The summer of 2013 is history now. The new target for concluding the ITA talks is the WTO's ministerial meeting in Bali this December (the 3rd through the 6th). That new target was underscored by the Director-General of the WTO,
Roberto Azevêdo, in his remarks to APEC Ministers on October 4. "I would urge those of you involved," he said, "to press on [with the ITA negotiations] with a view, hopefully, to the harvesting of a product expansion package in December."
Will such a package be negotiated? Count us as qualified optimists - the qualification being that we recognize how foolhardy it is to predict the outcome of any negotiation.
Looking back, those who want to see the ITA product coverage list updated and expanded wanted the deal done this summer for two reasons. There was the obvious one that the sooner the deal was done, the sooner its benefits would kick in. But there was another reason as well. Having the ITA package seen as a Bali deliverable might entangle it in the broader politics surrounding the WTO ministerial. Understandably, that's something the ITA proponents wanted to avoid.
That could still happen, but it shouldn't. ITA is a plurilateral agreement. When Russia joined the ITA this past summer, it brought the number of participants up to 78. That's a lot, and those countries account for some 97 percent of world trade in information technology products, but it is less than half of the WTO's total membership of 159.
An ITA agreement would be a boon for the world and a plus for the reputation of the WTO. But for the organization writ large, the ITA is not the test that matters.
The test that matters is the multilateral deal being worked on for Bali, one to be agreed to by each and every member and that includes language on Trade Facilitation, on Agriculture (in some fashion, possibly a peace clause), and on Development.In his remarks yesterday - pep talk really -- to the WTO's General Council, Director-General Azevêdo said,
"the reality is that the pace of substantive advancement is still far too slow for our Bali targets." In closing, he advised the members - the Geneva ambassadors and their staffs - to clear their calendars for the weeks ahead.

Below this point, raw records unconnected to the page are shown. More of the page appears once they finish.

PR #99, opened 2018-08-15
[REVIEW] User defined selection between hash & sort based inner/left join

### LINKED ISSUE #74: Shouldn't need "-DHashJoin" as a cmake option
https://github.com/gpuopenanalytics/libgdf/blob/master/CMakeLists.txt#L94

Hash joins should always be enabled by default, and sort/hash based joins should both be exposed.

kaatish:
- Added gdf_context pointer as a parameter for inner/left single column join.
- The flag_method property of the struct can be set to either GDF_HASH or GDF_SORT which would decide the underlying join implementation to be run. GDF_SORT method runs only when flag_sorted property of gdf_context is set to true otherwise an error is returned.
- Pytests and Google test for the changes are in place.

Fixes #74


CMakeLists.txt
```diff
@@ -111,8 +111,10 @@ cuda_add_library(gdf SHARED
     src/binaryops.cu
     src/bitmaskops.cu
     src/column.cpp
+    src/context.cpp
     src/cudautils.cu
     src/datetimeops.cu
+    src/context.cpp
```
scopatz: The same file should not be added twice, because it will then be compiled and added twice.

scopatz:
Looks fine to mee, but there are a lot of API changes here.  Do we know that these won't affect pygdf?

CMakeLists.txt
kaatish: Fixed.

dantegd:
@scopatz The necessary changes to pygdf are being worked on, I already have a good portion of the work done and will be pushed soon to pygdf to avoid conflicts with the new APIs.

scopatz:
Ahh OK, great!

kkraus14:
Let's hold off on merging this PR until we have the relevant PyGDF PR ready to be merged as well. That way we can minimize the issues in having incompatible builds between libgdf and pygdf.

kkraus14:
@nsakharnykh @mt-jones we have the bindings PR ready to go here: https://github.com/gpuopenanalytics/pygdf/pull/203 so feel free to merge this when you're ready.

PR #100, opened 2018-08-16
[REVIEW] Inner & Left Join API cleanup

kaatish:
- Single column inner and left joins have been replaced with multi column data type agnostic function calls i.e. gdf_(inner/left)_join_(generic/i8/i16..) are replaced with gdf_(inner/left)_join.
- Google Test and Python Tests have been changed to reflect the new API.


kkraus14:
@nsakharnykh @mt-jones we have the bindings PR ready to go here: gpuopenanalytics/pygdf#203 so feel free to merge this when you're ready.

PR #101, opened 2018-08-16
[REVIEW] Fixes #81: remove Python 2.7 builds, add CUDA 9.2 builds, default to CUDA 9.2

### LINKED ISSUE #81: Drop Python 2.7 support
Seeing as numerous other major projects (some of which we depend on) have plans for dropping Python 2.7 support, we should drop Python 2.7 support now while we're still under heavy development and haven't started doing formal releases yet.

If I receive positive feedback (or no feedback) to this issue I'll follow up with a WIP pull request removing the Python 2.7 builds from CI.

kkraus14:


kkraus14:
It looks like Python 3.7 builds aren't really available via conda / pip yet so I'm going to remove Python 3.7 and stick to just 3.5 and 3.6.

kkraus14:
@mike-wendt Can you review before merge?

PR #104, opened 2018-08-21
[REVIEW] Remove pytest-ci option from CMakeLists.txt

mike-wendt:
`pytest-ci` option was intended to produce a `junit.xml` file for gpuCI to consume; however, it did not work. Instead of leaving this dead code in the `CMakeLists.txt` I'm removing it.

For gpuCI I am calling `py.test` directly with the flags needed to generate the file in an accessible place to report the results.


scopatz:
LGTM!

PR #269, opened 2021-06-21
add support of spread operator `(...$a)`

i582:
Example of spread operator:

```php
$a = [1, 2];
$b = [1, ...$a]; // will be [1, 1, 2]
```

https://wiki.php.net/rfc/spread_operator_for_array

### Implementation
- All arrays with the spread operator are converted to `array_merge_spread` call;
  For example:
  ```php
  $a = [1, 2];
  $b = [1, ...$a, 1, 2, ...$a];
  // converted to
  $b = array_merge_spread([1], $a, [1, 2], $a);
  ```
- Added a new function `array_merge_spread`, which actually calls `array_merge`, but throws 
  an error at runtime if arrays with keys are passed to it;

> PHP 8.1 is planned to allow arrays with string keys, this will need to be taken 
into account if we are going to make features from PHP 8.
https://wiki.php.net/rfc/array_unpacking_string_keys


runtime/array_functions.h
```diff
@@ -669,6 +680,34 @@ R f$array_reduce(const array<T> &a, const CallbackT &callback, InitialT initial)
   return result;
 }
 
+template<class T>
+T f$array_merge_spread(const T &a1) {
+  if (!a1.is_vector()) {
+    php_error("Cannot unpack array with string keys");
```
AlexK0, line 686: usually we use php_warning

compiler/pipes/convert-spread-operator.cpp
```diff
@@ -0,0 +1,82 @@
...
+#include "compiler/compiler-core.h"
+#include "compiler/inferring/public.h"
+
+VertexAdaptor<op_array> array_vertex_from_slice(const VertexConstRange &args, size_t start, size_t end) {
+  return VertexAdaptor<op_array>::create(
+    std::vector<VertexPtr>{args.begin() + start, args.begin() + end}
+  );
+}
+
+VertexPtr ConvertSpreadOperatorPass::on_exit_vertex(VertexPtr root) {
```
AlexK0, line 16: common comment:
Creating array for non array elements is not a simple operation and it works slow. 
I believe, that we can do better and avoid of creating useless arrays.

compiler/gentree.cpp
```diff
@@ -477,6 +477,21 @@ VertexPtr GenTree::get_expr_top(bool was_arrow) {
       break;
     }
     case tok_varg: {
+      // cases:
+      // [...$a]:        prev: tok_opbrk, next: tok_var_name
+      // [1, ...$a]:     prev: tok_comma, next: tok_var_name
+      // [1, ...$a, 1]:  prev: tok_comma, next: tok_var_name
+      // [1, ...f(), 1]: prev: tok_comma, next: tok_func_name
```
unserialize, line 484: I suppose, that `array(...$a)` is also a valid syntax?

compiler/vertex-desc.json
```diff
@@ -1779,6 +1779,22 @@
       }
     }
   },
+
```
unserialize, line 1782: We don't use empty lines between blocks in vertex-desc.json

compiler/pipes/convert-spread-operator.cpp
```diff
@@ -0,0 +1,82 @@
...
+
+  const auto array_merge_spread = G->get_function("array_merge_spread");
+  if (!array_merge_spread) {
+    return array_vertex;
+  }
+
+  auto call = VertexAdaptor<op_func_call>::create(parts);
+  call->func_id = array_merge_spread;
+  call->set_string(array_merge_spread->name);
+  call.set_location(root->location);
```
unserialize, line 79: Above: `auto call = ...::create(...).set_location(root->location);`

compiler/compiler.cpp
```diff
@@ -237,6 +238,7 @@ bool compiler_execute(CompilerSettings *settings) {
     >> PipeC<SplitSwitchF>{}
     >> PipeC<CollectRequiredAndClassesF>{} >> use_nth_output_tag<0>{}
     >> SyncC<CheckRequires>{}
+    >> PassC<ConvertSpreadOperatorPass>{}
```
unserialize, line 241: Do we really need a separate pass for this? Can't this be done in GenTreePostprocess or right in gentree itself?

"Starting Monday," he said,
"every hour is a working hour and every day is a working day."We admire his spirit and do not doubt that great efforts are being made to make the Bali Ministerial a success - with ITA as an ornament, not the tree.
And we are mindful too of something in today's Washington Trade Daily. In an article on the broader Geneva negotiations, that publication declared:
"Whatever has to be adopted at the ministerial conference will have
to be endorsed by the General Council at its last meeting next month. There will be no negotiations at the December 3-6 Ministerial."
Perhaps. Our own suspicion is that the keys to success (or failure) for the WTO in December are locked away in the minds of two or three political leaders of two or three countries, and we are not likely to see them or know their meaning much before that fateful first Friday in December.